:: Instructions for the task ::
Check each line of the data for "code" and select those that have it.
------------------------------------------------------------------------
PR #497, opened 2025-09-16
VPLAY-10931 Mute SubTec when video is muted

jfagunde:
Reason for change: Refactoring to improve efficiency and readability

Summary of changes:
* Call SubTec with (video_muted || subtitles_muted)
* Move SetVideoMute and SetSubtitleMute logic from PlayerInstanceAAMP to PrivateInstanceAAMP
* Replace CacheAndApplySubtitleMute() with calls to SetCCStatus()
* Update existing L1 tests related to subtitles

Risks: Low

Test Procedure: Turn subtitles on and check regressions when enabling/disabling video or subtitles (e.g. due to a PIN request)


priv_aamp.cpp
```diff
@@ -6179,8 +6179,8 @@ void PrivateInstanceAAMP::Tune(const char *mainManifestUrl,
 		if (mpStreamAbstractionAAMP)
 		{
 			//There two fns are being called in PlayerInstanceAAMP::SetVideoMute
-			SetVideoMute(video_muted);
-			CacheAndApplySubtitleMute(video_muted);
+			SetVideoMuteInternal(video_muted);
+			SetCCStatus(!subtitles_muted);
```
cpc005: If video muted do we need to ensure we set subtitles the same 
SetCCStatus(!video_muted);

priv_aamp.cpp
```diff
@@ -7122,6 +7122,36 @@ void PrivateInstanceAAMP::SetVideoZoom(VideoZoomMode zoom)
  *   @brief Enable/ Disable Video.
  */
 void PrivateInstanceAAMP::SetVideoMute(bool muted)
+{
+	AAMPLOG_INFO("mute == %s subtitles_muted == %s", muted?"true":"false", subtitles_muted?"true":"false");
```
cpc005: Make a shorter log line 
'==' really!

main_aamp.cpp
```diff
@@ -1451,33 +1451,8 @@ void PlayerInstanceAAMP::SetVideoZoom(VideoZoomMode zoom)
...
-			}
-			aamp->ReleaseStreamLock();
-		}
-		else
-		{
-			AAMPLOG_WARN("StreamLock is not available, value has been cached");
-			aamp->mApplyCachedVideoMute = true;
-		}
-	}
+	AAMPLOG_MIL(" mute == %s", muted?"true":"false");
```
cpc005: How about
("mute %d",muted)
there is no precedent for having '==' in a log line and very little for outputting bool as "true"

priv_aamp.cpp
jfagunde: It is done inside PrivateInstanceAAMP::SetCCStatus(). It is calling the lower layers with (video_muted || subtitles_muted)

priv_aamp.cpp
```diff
@@ -10979,13 +11029,13 @@ void PrivateInstanceAAMP::SetCCStatus(bool enabled)
 	subtitles_muted = !enabled;
 	if (mpStreamAbstractionAAMP)
 	{
-		mpStreamAbstractionAAMP->MuteSubtitles(subtitles_muted);
+		mpStreamAbstractionAAMP->MuteSubtitles(video_muted || subtitles_muted);
```
dnfaulkner: Why not change line 11029 to:
subtitles_muted = !enabled | video_muted;
Then it's clearer what setting is being applied and avoid multiple duplicate evaluations for mpStreamAbstractionAAMP->MuteSubtitles(), mpStreamAbstractionAAMP->MuteSidecarSubtitles and SetSubtitleMuteInternal

priv_aamp.cpp
```diff
@@ -10979,13 +11029,13 @@ void PrivateInstanceAAMP::SetCCStatus(bool enabled)
...
 		if (HasSidecarData())
 		{ // has sidecar data
-			mpStreamAbstractionAAMP->MuteSidecarSubtitles(subtitles_muted);
+			mpStreamAbstractionAAMP->MuteSidecarSubtitles(video_muted || subtitles_muted);
```
dnfaulkner: See line 11032

priv_aamp.cpp
```diff
@@ -10979,13 +11029,13 @@ void PrivateInstanceAAMP::SetCCStatus(bool enabled)
...
 		}
 	}
-	SetSubtitleMute(subtitles_muted);
+	SetSubtitleMuteInternal(video_muted || subtitles_muted);
```
dnfaulkner: See line 11032

priv_aamp.cpp
dnfaulkner: Yeah, give logging less work to do - use %d instead (and uses less code space). I think we all understand that 1=true and 0=false

main_aamp.cpp
dnfaulkner: Yeah, give logging less work to do - use %d instead (and uses less code space). I think we all understand that 1=true and 0=false

priv_aamp.cpp
jfagunde: I'll use a local variable to have the logic in a single place; but subtitles_muted is what the user requested, i.e. if the user enables subtitles it will be true, even if subtitles are muted because he has to enter the PIN.

main_aamp.cpp
jfagunde: Done

priv_aamp.cpp

main_aamp.cpp
```diff
@@ -1487,22 +1462,8 @@ void PlayerInstanceAAMP::SetVideoMute(bool muted)
...
-		{
-			aamp->SetSubtitleMute(muted);
-		}
-		else
-		{
-			AAMPLOG_WARN("Player is in state eSTATE_IDLE, value has been cached");
-		}
-		aamp->ReleaseStreamLock();
-	}
+	AAMPLOG_MIL(" mute == %s", muted?"true":"false");
```
dnfaulkner: See line 1454

priv_aamp.cpp
dnfaulkner: I don't understand cpc005's comment here. SetCCStatus() takes an enabled flag not a muted flag, so it's the other way up.

priv_aamp.cpp

priv_aamp.cpp

main_aamp.cpp
jfagunde: Done

priv_aamp.cpp
dnfaulkner: Ah, yes. Sorry. I forgot that subtitles_muted was a class member!

dnfaulkner (approved):

priv_aamp.cpp
cpc005: An unsubstantiated concern is that in these lines of code we are setting video to a know value but just toggling the state of the subtitles. If subtitles get out of step then they are going to stay that way if they only ever get toggled.

jfagunde: The state of subtitles is not being toggled. But I see this code is confusing. I am doing a bit of refactoring to try to make it clearer.

cpc005: Apologies, it is not a toggle

SetCCStatus(!subtitles_muted);
...
void PrivateInstanceAAMP::SetCCStatus(bool enabled)
{
	PlayerCCManager::GetInstance()->SetStatus(enabled);
	AcquireStreamLock();
	subtitles_muted = !enabled;

cpc005 (approved):

pstroffolino (approved):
------------------------------------------------------------------------
:: Reply ::
dnfaulkner: Yeah, give logging less work to do - use %d instead (and uses less code space). I think we all understand that 1=true and 0=false
dnfaulkner: Yeah, give logging less work to do - use %d instead (and uses less code space). I think we all understand that 1=true and 0=false
cpc005: An unsubstantiated concern is that in these lines of code we are setting video to a know value but just toggling the state of the subtitles. If subtitles get out of step then they are going to stay that way if they only ever get toggled.
jfagunde: The state of subtitles is not being toggled. But I see this code is confusing. I am doing a bit of refactoring to try to make it clearer.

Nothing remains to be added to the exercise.